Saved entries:
= Beginning of Section =

PR #550, opened 2026-07-24
feat: add workflow run history to UI and CLI

xavpaice:
Adds visibility into cron/manual workflow execution history.

### Changes
- **Web UI:** New "Run history" button on Settings → Workflows rows. Opens a dialog listing recent runs with status, trigger type, start/finish times, full result text, and agent ID. Includes a link to full task-run analytics for the workflow.
- **CLI:** New `elasticclaw workflow runs <name> --workspace <workspace> --limit <n>` command with JSON output support.
- **Backend:** Uses the existing `/api/workspaces/{ws}/workflows/{wf}/cron/runs` endpoint.

### UI polish
- Content area scrolls vertically.
- Result text wraps and preserves line breaks instead of overflowing into adjacent columns.
- Analytics link uses the router and closes the dialog before navigating.

### Commits
- `3f4b5aaf` feat(web): add workflow run history dialog to workflows settings page
- `7d636205` feat(cli): add workflow runs command to list execution history
- `1112bab0` fix(web): scroll run history dialog and wrap result text legibly
- `f376a95a` fix(web): preserve line breaks and show full result text in run history

Tested and deployed on a remote VM; the UI and CLI both surface the failed cron run results correctly.

image

### DIFF
--- a/cmd/workflow.go
+++ b/cmd/workflow.go
@@ -26,6 +26,7 @@ func WorkflowCmd() *cobra.Command {
 	cmd.AddCommand(workflowShowCmd())
 	cmd.AddCommand(workflowPushCmd())
 	cmd.AddCommand(workflowTriggerCmd())
+	cmd.AddCommand(workflowRunsCmd())
 	return cmd
 }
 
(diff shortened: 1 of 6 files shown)


xavpaice:
One thing to note before merging: the run history shown here only covers **cron and manual-triggered workflows**.

Workflows triggered by issue trackers (GitHub Issues, Linear, Shortcut, Jira) call `createClawFromWorkflowWithOptions` directly and do not write to the `workflow_runs` table. To make this dialog and CLI command universal, we would need to add `workflow_runs` inserts in those paths too — which means more rows in the database for every issue-tracker-driven agent run.

Given the earlier concern about retention and table growth, I think we should decide whether we want that expansion before adding it. The current change is intentionally scoped to cron/manual history only.

marccampbell (approved):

= End of Section =

EXERCISE DESCRIPTION
Extract from the records above the lines from the one containing "workflows settings page" to the one containing "in run history", both lines included, exactly as they appear and with nothing else.

REPLY
- `3f4b5aaf` feat(web): add workflow run history dialog to workflows settings page
- `7d636205` feat(cli): add workflow runs command to list execution history
- `1112bab0` fix(web): scroll run history dialog and wrap result text legibly
- `f376a95a` fix(web): preserve line breaks and show full result text in run history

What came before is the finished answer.